__Requirement__. In the records, each line holding "stylings" must be reported.

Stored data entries
============================================================

PR #172, opened 2022-10-29
bugfix: bind-IO only ran the first IO action

gelisam:
The issue was that given `bind-IO iox f`, we were basically executing

    do x <- iox
       pure (f x)

instead of

    do x <- iox
       f x

It's actually worse than that: we were returning the IO action returned by `f x` to a caller which expects a `b`, not an `IO b`. So this could easily have crashed the program, if we ever wrote a program which actually did something with the result of `bind-IO`.

In practice, however, most of our tests are about expressions, not IO actions, so we didn't catch this earlier. The one test which did use `bind-IO` was [io.kl](https://github.com/gelisam/klister/blob/main/examples/io.kl#L5), but it only checked that the result was inferred to have type IO Integer, it did not execute the resulting IO action.

### DIFF
--- a/examples/hello.golden
+++ b/examples/hello.golden
@@ -1,0 +1,2 @@
+hello
+world
--- a/examples/hello.kl
+++ b/examples/hello.kl
@@ -1,0 +1,16 @@
+#lang "prelude.kl"
+
+-- do notation is not builtin syntax, it's implemented as a library!
+(import "monad.kl")
+
+-- (-> String (IO Unit))
+(defun putStrLn (str)
+  (write stdout (string-append str "\n")))
+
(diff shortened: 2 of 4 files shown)


gelisam:
@Twisol, if you are looking for a way to get your feet wet with the codebase, perhaps you could review this pull request? It's pretty small, and I can answer any question you have about it or the surrounding code.

Twisol:
Thanks @gelisam; I'll take a look! Sorry I didn't acknowledge sooner -- I've had a little bit of a busy weekend.

gelisam:
@Twisol are you still planning to review this? No rush, I just want to know if I should wait or not :) Thanks!

PR #175, opened 2022-10-30
simplify and document flet implementation

gelisam:


stdlib/n-ary-app.kl
```diff
@@ -89,12 +96,6 @@
                        body)
                       stx))])])]))]))
 
-(define-macros
-  ([flet (lambda (stx)
-           (syntax-case stx
-             [(cons _ rest)
-              (pure (cons-list-syntax 'flet* rest stx))]))]))
-
```
gelisam, line 97: @david-christiansen , do you remember if there was a particular reason `flet*` was being renamed to `flet` by defining a new `flet` macro, instead of using the export-rename functionality as I do now?

david-christiansen: I'm pretty sure it's because this file predates export renaming and proper modules. No need to keep it this way!

david-christiansen (approved):

Issue #176, opened 2022-10-31
what's the purpose of `ident`?


gelisam:
`ident` is a builtin macro which is just like `quote`, except that it fails if its argument is anything other than an identifier.

```
(example (open-syntax (ident foo)))
-- =>
-- (identifier-contents "foo")

(example (open-syntax 'foo))
-- =>
-- (identifier-contents "foo")
```

There are no examples which use it. Can I delete it, or is it useful in a corner case which we haven't encountered yet?

david-christiansen:
I think that it's just there for providing better errors for things like custom let or lambda forms, but I really don't remember for sure. Or perhaps for symmetry with the syntax pattern forms?

In any case, if we don't use it, then it's not really tested and should probably go.

gelisam:
Removed by #177.

PR #177, opened 2022-11-01
remove unused 'oops' and 'ident' primitives

### LINKED ISSUE #173: is oops supposed to throw an _internal_ error?
`oops` is intended to behave like `undefined`; it indicates a bug in the Klister code which the user wrote, not in the implementation of Klister. And yet, the error message says otherwise:
```
(example oops)
-- =>
-- Internal error during expansion! This is a bug in the implementation.
-- oopsSyntax (Stx
  { _stxScopeSet = ...
  , _stxSrcLoc = ...
  , _stxValue = Id "oops"
  })
```

The error message is also quite hard to read because the elided scope set is typically very big.

gelisam:
Closes #173 and #176

### DIFF
--- a/tests/Test.hs
+++ b/tests/Test.hs
@@ -130,7 +130,7 @@ miniTests =
             \                {- [[lambda [x] body] e] -} \n\
             \                [pure [list-syntax \n\
             \                        [[list-syntax \n\
-            \                           [[ident lambda] \n\
+            \                           [[ident-syntax 'lambda stx] \n\
             \                            [list-syntax [x] stx] \n\
             \                            body] \n\
             \                           stx] \n\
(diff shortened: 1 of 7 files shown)


tests/Test.hs
```diff
@@ -130,7 +130,7 @@ miniTests =
             \                {- [[lambda [x] body] e] -} \n\
             \                [pure [list-syntax \n\
             \                        [[list-syntax \n\
-            \                           [[ident lambda] \n\
+            \                           [[ident-syntax 'lambda stx] \n\
```
gelisam, line 133: turns out there was one test which was using `ident` after all

tests/Test.hs
```diff
@@ -661,7 +661,6 @@ genCoreF subgen varGen =
         -- , CoreIdentEq _ <$> sameVars <*> sameVars
         -- , CoreSyntax Syntax
         -- , CoreCase sameVars [(Pattern, core)]
-        -- , CoreIdentifier Ident
         -- , CoreDataCase core [(ConstructorPattern, core)]
         -- , CoreIdent (ScopedIdent core)
```
gelisam, line 665: despite the name, `CoreIdent` is not the core representation of `ident`, it's the core representation of `ident-syntax`.

david-christiansen (approved):

PR #101, opened 2024-10-31
backend query insertion cleanup

fzhao99:
Followup to #89 as raised by Marcelle [here](https://github.com/CDCgov/dibbs-query-connector/pull/89#discussion_r1824443118)

Also renaming some things to remove an extra noun as discussed in the other PR

Also ~fixes~ improves the e2e's by changing the way we set the fetched valueSet data in the customize query page


query-connector/src/app/query/components/CustomizeQuery.tsx
```diff
@@ -46,41 +51,35 @@ const CustomizeQuery: React.FC<CustomizeQueryProps> = ({
   goBack,
 }) => {
   const [activeTab, setActiveTab] = useState<DibbsValueSetType>("labs");
-  const { labs, conditions, medications } =
-    mapValueSetsToValueSetTypes(queryValuesets);
-  const [valueSetOptions, setValueSetOptions] = useState({
```
fzhao99, line 51: Setting the state this way was causing the tests to not re-render the component when the value for `queryValuesets` updated. As a result, even when the data came back from the backend, the page was rendering as if nothing was updating. 

Rewriting this to use a `useEffect` instead guarentees that React with reset the state correctly when the value of `queryValuesets` updates

bamader: This makes perfect sense and is a prime example of why, not a front-end person, know _just_ enough react to be an absolute hailstorm of danger to all proper stateful patterns 😅

bamader (approved):
Great catch!

Issue #73, opened 2024-10-28
Set up routing to get to query building


fzhao99:
* Path to the beginning of the flow from [the gear icon → manage custom queries](https://www.figma.com/design/Iuw9me6kYftBF4WTCEsCZz/Query-Connector?node-id=480-33547&t=nCvdKQwvRKVyZnv4-4)

  <img src="https://lh7-rt.googleusercontent.com/docsz/AD_4nXfasC6YB4QEAfiwMKZfC9EvH-TuMpHyyI4vqbNINNdmQL4Z5cEtUTW_9InShuRGOPOubuJFwKjwp6voEnRp_GRmws3cgB0Tu8U7VP28-SkfTgYg19_AE5bhQqFFU4u8wAZGBJZ1QmzrWhb_5ezoRYEL2Lg1?key=PGIkf2d1l2H6joAt59FI5JtV " alt="" width="624" height="360" />
* Will implement this using the "orphan page strategy" that we used for the customize query flow previously 
  * This will entail us not linking to the pages in the UI but making it available through a direct URL that we can use for review. This will allow us to not have to keep a long running feature branch / load in smaller units of code.
  * Depending on the timing of the CD work, we might need to coordinate around how “accessible” this is to our users.

PR #107, opened 2024-10-31
setup routing and empty state query building pages

### LINKED ISSUE #74: Implement empty customize query page state
[Empty state designs](https://www.figma.com/design/Iuw9me6kYftBF4WTCEsCZz/Query-Connector?node-id=480-33625&t=nCvdKQwvRKVyZnv4-4)

fzhao99:
# PULL REQUEST

## Summary
First piece of the query building frontend work that sets up the empty state page and routing. Turning off the navigational link in production, but accessible locally via the gear icon once signed in / in demo. Can also navigate to the empty state page at `/queryBuilding`

### For design: 
Once you navigate to the query building page, do a generic sweep to make sure the empty state page matches designs - spacing / sizing / color of the empty state box pages

Did also tokenize the font styles for h1/h2's (to Merriweather), body (to Public Sans Web), and the site title / mono (to Consolas), so do a step-through of the pages in the rest of the app to ensure those fonts are applied correctly.

## Related Issue
Fixes #74 and #73 

## Additional Information
- Tokenized the fonts of the header files to use the new text styles that we're using across the application using the USWDS stylings. Updated heading, body, site title to match
- Tokenized some colors for use in a few places with the changes to the spacing
- Moved the `SelectQuery.tsx` file out of the root `query` directory
- Moved the `stepIndicator` folder into the `components directory
- Collapsed two utils files into one
- Deleted some unnecessary stylings

## Checklist

- [x] Link to relevant issues
- [x] Update documentation


query-connector/src/app/query/components/customizeQuery/customizeQueryUtils.ts
```diff
@@ -138,3 +138,20 @@ export const mapValueSetsToValueSetType = (valueSets: ValueSet[]) => {
 
   return results;
 };
+
```
fzhao99, line 141: moved this from an orphan utils file into this one since we had it already

robertandremitchell (commented):
looks good! just to note, for docker, when I tried to follow the logic to sign-in, my little dropdown only had the sign out; I could only get the `My queries` button on `npm run dev` so we might need another way for @mikang to test since that workflow uses Docker. Or commenting out !isProduction until we merge so that docker can be used to test the workflow.

fzhao99:
> I could only get the My queries button on npm run dev so we might need another way for @mikang to test since that workflow uses Docker.

Ahh yes good point! Realized the docker setups gauge those production flags differently. 

The page is accessible via URL at /queryBuilding so we can do that too.

katyasoup (commented):
looks great! nice work on the cleanup bits, too 😃

query-connector/src/app/layout.tsx
```diff
@@ -1,6 +1,6 @@
 import "../styles/styles.scss";
 import Header from "./query/components/header/header";
-import Footer from "./footer";
+import Footer from "./query/components/footer/footer";
```
DanPaseltiner, line 3: Not blocking for this PR, but it seems like an organizational anti-pattern here to have `components` nested within `query` if these components are going to be used in other parts of the app. I don't want to increase our current scope here, but would like to flag this for the team so we can discuss further.

query-connector/src/app/page.tsx
```diff
@@ -7,15 +7,15 @@ import {
...
-
+import styles from "./page.module.scss";
 /**
  * The landing page for the TEFCA Viewer.
  * @returns The LandingPage component.
  */
 export default function LandingPage() {
   const router = useRouter();
 
-  const handleClick = () => {
```
DanPaseltiner, line 18: Really appreciate this. Thanks!

DanPaseltiner (approved):
LGTM 🚀 . Couple comments below but nothing is blocking.

query-connector/src/app/layout.tsx
fzhao99: Yep, totally makes sense. Will bring it up in a shared forum!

============================================================

__Solution to this exercise__.
- Tokenized the fonts of the header files to use the new text styles that we're using across the application using the USWDS stylings. Updated heading, body, site title to match
- Deleted some unnecessary stylings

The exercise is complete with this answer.